3. The method for preparing a black phosphorus-based non-viral gene vector according to claim 1, characterized in that: The concentration of the dopamine hydrochloride solution prepared in step S2 is 0.05 g / mL; The ratio of dopamine hydrochloride powder, ammonia, anhydrous ethanol and ultrapure water was 50 mg: 0.5 mL: 10 mL: 23 mL. The stirring time at room temperature was 30 min, and the open reaction time was 24 h.

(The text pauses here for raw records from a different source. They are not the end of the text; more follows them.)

PR #1390, opened 2022-08-18
Enhance cmake makefiles

wenyongh:
Upgrade `cmake_minimum_required` from `(VERSION 2.8)` to `(VERSION 2.9)` to
yield the warning:
"Compatibility with CMake < 2.8.12 will be removed from a future version of CMake"

Add "-Wno-unused" for CMAKE_CXX_FLAGS to yield the compilation warnings
when build LLVM JIT.

Fix the link error when code coverage is enabled.


lum1n0us:
LGTM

4. The method for preparing a black phosphorus-based non-viral gene vector according to claim 1, characterized in that: The ratio of acetone to polydopamine particle dispersion in S3 is 1:(3-4), and the standing time is 12h.
5. The method for preparing a black phosphorus-based non-viral gene vector according to claim 1, characterized in that: In S4, the mass ratio of PDA to mannose is 1:(0.5-1), the amount of acetic acid added is 200μL, the heating reflux temperature is 40-50℃, and the heating reflux time is 24-48 h.
6. The method for preparing a black phosphorus-based non-viral gene vector according to claim 1, characterized in that: The mass ratio of BPQDs to Man-PDA in S5 is 1:(0.5-2).
7. A black phosphorus-based nonviral gene vector, characterized in that: It is prepared using the preparation method described in any one of claims 1-6.
8. The black phosphorus-based non-viral gene vector according to claim 7, characterized in that: The black phosphorus-based non-viral gene vector MAN-PDA-BPQDs has a quantum dot structure, with black phosphorus quantum dots as the core and modified by mannose-modified polydopamine MAN-PDA.
9. A black phosphorus-based non-viral gene vector according to claim 7, characterized in that: The planar dimensions of the black phosphorus-based non-viral gene vector MAN-PDA-BPQDs are 2-10 nm.
10. The application of a black phosphorus-based non-viral gene vector prepared by the methods described in claims 1-6 in the preparation of siRNA delivery vectors in BV2 cells.